What needs to be done
How do the lines below between the ones holding "git pr show" and "(c) 2025, Azul Systems, Inc. All rights reserved.", inclusive, read? Give them again exactly, with no other lines.
BEGIN
PR #255, opened 2025-08-01
8364538: [CRaC] Test CRaCIgnoreRestoreIfUnavailable

TimPushkin:
Adds tests for `CRaCIgnoreRestoreIfUnavailable`.

The case for incompatible CPU features is not tested, although I believe it should work. Such test would be more complex (to the best of my knowledge, emulation is needed to be able to reduce the set of available features between checkpoint and restore) so it deserves a separate task. It would be something like what `test/jdk/jdk/crac/CPUFeatures/CPUFeatures.sh` does (have never run it, not sure if it works).

---------
### Progress

### Issue
 * [JDK-8364538](https://bugs.openjdk.org/browse/JDK-8364538): [CRaC] Test CRaCIgnoreRestoreIfUnavailable (**Enhancement** - P3)

### Reviewers

### Reviewing

Checkout this PR locally: \
`$ git fetch https://git.openjdk.org/crac.git pull/255/head:pull/255` \
`$ git checkout pull/255`

`$ git checkout pull/255` \
`$ git pull https://git.openjdk.org/crac.git pull/255/head`

</details>

Checkout this PR locally: \
`$ git pr checkout 255`

`$ git pr show -t 255`

</details>

<a href="https://git.openjdk.org/crac/pull/255.diff">https://git.openjdk.org/crac/pull/255.diff</a>

</details>

[Link to Webrev Comment](https://git.openjdk.org/crac/pull/255#issuecomment-3144751951)
</details>

### DIFF
--- a/test/jdk/jdk/crac/ignoreRestore/EngineFailureTest.java
+++ b/test/jdk/jdk/crac/ignoreRestore/EngineFailureTest.java
@@ -1,5 +1,5 @@
 /*
- * Copyright (c) 2022, 2025, Azul Systems, Inc. All rights reserved.
+ * Copyright (c) 2025, Azul Systems, Inc. All rights reserved.
  * DO NOT ALTER OR REMOVE COPYRIGHT NOTICES OR THIS FILE HEADER.
  *
  * This code is free software; you can redistribute it and/or modify it
--- a/test/jdk/jdk/crac/ignoreRestore/EngineFailureTest.java
+++ b/test/jdk/jdk/crac/ignoreRestore/EngineFailureTest.java
@@ -23,10 +23,11 @@
  * questions.
  */
 
-import java.nio.file.Files;
 import java.util.List;
 
+import jdk.crac.Core;
 import jdk.test.lib.crac.CracBuilder;
+import jdk.test.lib.crac.CracEngine;
 
 /**
  * @test
@@ -45,23 +46,30 @@ public class EngineFailureTest {
         // supposed to do that, JVM does it automatically when needed) and do
         // not provide the mandatory 'exec_location' option.
 
-        final var builder = new CracBuilder()
+        // Create an empty image which will pass VM's own checks. It may contain
+        // CPU features, for example.
+        new CracBuilder().engine(CracEngine.SIMULATE)
+            .main(Main.class).args("true")
+            .startCheckpoint().waitForSuccess();
+
+        new CracBuilder()
             .vmOption("-XX:CRaCEngine=crexec")
             .vmOption("-XX:+CRaCIgnoreRestoreIfUnavailable")
             .forwardClasspathOnRestore(true)
-            .captureOutput(true);
-
-        // Make VM's internal image checks pass
-        Files.createDirectory(builder.imageDir());
-
-        builder.startRestoreWithArgs(null, List.of(Main.class.getName())).outputAnalyzer()
+            .captureOutput(true)
+            .startRestoreWithArgs(null, List.of(Main.class.getName(), "false"))
+            .outputAnalyzer()
             .shouldContain("CRaC engine failed to restore")
             .shouldContain(MAIN_MSG);
     }
 
     public static class Main {
-        public static void main(String[] args) {
-            System.out.println(MAIN_MSG);
+        public static void main(String[] args) throws Exception {
+            if (Boolean.parseBoolean(args[0])) {
+                Core.checkpointRestore();
+            } else {
+                System.out.println(MAIN_MSG);
+            }
         }
     }
 }
--- a/test/jdk/jdk/crac/ignoreRestore/EngineFailureTest.java
+++ b/test/jdk/jdk/crac/ignoreRestore/EngineFailureTest.java
@@ -1,0 +1,68 @@
+/*
+ * Copyright (c) 2022, 2025, Azul Systems, Inc. All rights reserved.
+ * DO NOT ALTER OR REMOVE COPYRIGHT NOTICES OR THIS FILE HEADER.
+ *
+ * This code is free software; you can redistribute it and/or modify it
+ * under the terms of the GNU General Public License version 2 only, as
+ * published by the Free Software Foundation.  Oracle designates this
+ * particular file as subject to the "Classpath" exception as provided
+ * by Oracle in the LICENSE file that accompanied this code.
+ *
+ * This code is distributed in the hope that it will be useful, but WITHOUT
+ * ANY WARRANTY; without even the implied warranty of MERCHANTABILITY or
+ * FITNESS FOR A PARTICULAR PURPOSE.  See the GNU General Public License
+ * version 2 for more details (a copy is included in the LICENSE file that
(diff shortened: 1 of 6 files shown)


test/jdk/jdk/crac/ignoreRestore/RestoreIfPossibleTest.java
```diff
@@ -0,0 +1,78 @@
...
+            final var checkpointProcess = builder.main(Main.class).args("true").startCheckpoint();
+            checkpointProcess.waitForCheckpointed();
+            final var out = checkpointProcess.outputAnalyzer();
+            out.stdoutShouldContain(WARMUP_MSG).stdoutShouldNotContain(MAIN_MSG);
+        } else {
+            FileUtils.deleteFileTreeWithRetry(builder.imageDir()); // Existance depends on the order of @run tags
+        }
+
+        final var out = builder.startRestoreWithArgs(null, List.of(Main.class.getName(), "false")).outputAnalyzer();
+        out.stdoutShouldNotContain(WARMUP_MSG).stdoutShouldContain(MAIN_MSG);
```
TimPushkin, line 65: Currently `MAIN_MSG` will actually be printed twice: once from newly launched main (because we provided new arguments on restore) and once from the original main.

Such behavior is inconvenient, especially when `-jar <jar-path>` is used (because new args feature does not support this yet and fails). It will be fixed once we add something like `-XX:+CRaCExecuteNewMain` required to execute new args:
- By default `CRaCExecuteNewMain` is false and restore fails if new args are provided (unless `-XX:+CRaCIgnoreRestoreIfUnavailable` is provided, then they should be ignored for restore but used if restore fails for another reason)
- With `-XX:+CRaCExecuteNewMain` new args are mandatory

With `-XX:+CRaCIgnoreRestoreIfUnavailable -XX:+CRaCExecuteNewMain` the behavior will be as it is now with just `-XX:+CRaCIgnoreRestoreIfUnavailable`.

test/jdk/jdk/crac/ignoreRestore/EngineFailureTest.java
```diff
@@ -45,23 +46,30 @@ public static void main(String[] args) throws Exception {
...
         // not provide the mandatory 'exec_location' option.
 
-        final var builder = new CracBuilder()
+        // Create an empty image which will pass VM's own checks. It may contain
+        // CPU features, for example.
+        new CracBuilder().engine(CracEngine.SIMULATE)
+            .main(Main.class).args("true")
+            .startCheckpoint().waitForSuccess();
+
+        new CracBuilder()
```
rvansa, line 55: The `crexec` option for `CRaCEngine` is weird; looks like a leftover from times when we had `CREngineLibrary` as well. Is it supposed to execute CRIU, or completely fail the restore, leading to 'unavailable'?

test/jdk/jdk/crac/ignoreRestore/EngineFailureTest.java
```diff
@@ -45,23 +46,30 @@ public static void main(String[] args) throws Exception {
         // supposed to do that, JVM does it automatically when needed) and do
         // not provide the mandatory 'exec_location' option.
 
-        final var builder = new CracBuilder()
+        // Create an empty image which will pass VM's own checks. It may contain
+        // CPU features, for example.
+        new CracBuilder().engine(CracEngine.SIMULATE)
```
rvansa, line 51: OK, this creates the empty directory (or rather one with just features), but what's the point? Just making the 'restore' below fail at a different point of time? If there are two ways of failure, both should be tested.

TimPushkin: Yes, if there are no CPU features — that is a different failure.

Did not want to add a test for that because I am not testing CPU features in this PR, but this particular one should not be hard to implement so I'll add it.

test/jdk/jdk/crac/ignoreRestore/EngineFailureTest.java
TimPushkin: There is a long comment above explaining why this is done like this. Basically we need the failure to happen before `exec`ing the engine executable because there is no return to the parent VM from there.

TimPushkin: If we had some library-based engine besides `crexec` I would use that

test/jdk/jdk/crac/ignoreRestore/EngineFailureTest.java
TimPushkin: Added  `NoCPUFeaturesTest`

test/jdk/jdk/crac/ignoreRestore/EngineFailureTest.java
rvansa: Could we use `-XX:CRaCEngineOptions=fail-with=unknown-option` instead? Or even `-XX:CRaCEngine=non-existent`?

test/jdk/jdk/crac/ignoreRestore/EngineFailureTest.java
rvansa: I was not implying that you should add the test for missing CPU features, but good to have one.

My point is that running `simengine` alone should be a no-op (yes, you're testing that simengine works, but that's not a point of this test). The comment says `Create an empty image` but simengine is not supposed to create an empty image, it is not supposed to do anything. As a side-effect, JVM creates the directory.

My understanding is that you are doing that to prevent checks before entering the engine to fail in a different manner than the test is supposed to do. I consider running the test with two different engines a confusing, obscure way to get the prerequisites; you could just `mkdir` and write a dummy CPU features file.

test/jdk/jdk/crac/ignoreRestore/EngineFailureTest.java
TimPushkin: No, these are both VM-side failures, I could add tests for those but they are all currently handled in the same way w.r.t. `CRaCIgnoreRestoreIfUnavailable` so I don't see a point.

This test is supposed to check a failure that is detected inside the `CRaCEngine::restore()` call, inside the engine library, and makes the call return.

test/jdk/jdk/crac/ignoreRestore/EngineFailureTest.java
TimPushkin: Writing a dummy CPU features file would make the test depend on the format of the file, i.e. both on crexec and CPU features implementation.

The only way I see to make the test less artificial is to create a library-based simengine.

test/jdk/jdk/crac/ignoreRestore/EngineFailureTest.java
rvansa: OK, if you're saying there's no better way let's keep it as is.

TimPushkin:
Thank you for the review.

I believe it is only `EngineFailureTest.java` you don't like but yes, I don't see ways to improve it until we add a library-based engine to OpenJDK.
END
Worked solution
`$ git pr show -t 255`

</details>

<a href="https://git.openjdk.org/crac/pull/255.diff">https://git.openjdk.org/crac/pull/255.diff</a>

</details>

[Link to Webrev Comment](https://git.openjdk.org/crac/pull/255#issuecomment-3144751951)
</details>

### DIFF
--- a/test/jdk/jdk/crac/ignoreRestore/EngineFailureTest.java
+++ b/test/jdk/jdk/crac/ignoreRestore/EngineFailureTest.java
@@ -1,5 +1,5 @@
 /*
- * Copyright (c) 2022, 2025, Azul Systems, Inc. All rights reserved.
+ * Copyright (c) 2025, Azul Systems, Inc. All rights reserved.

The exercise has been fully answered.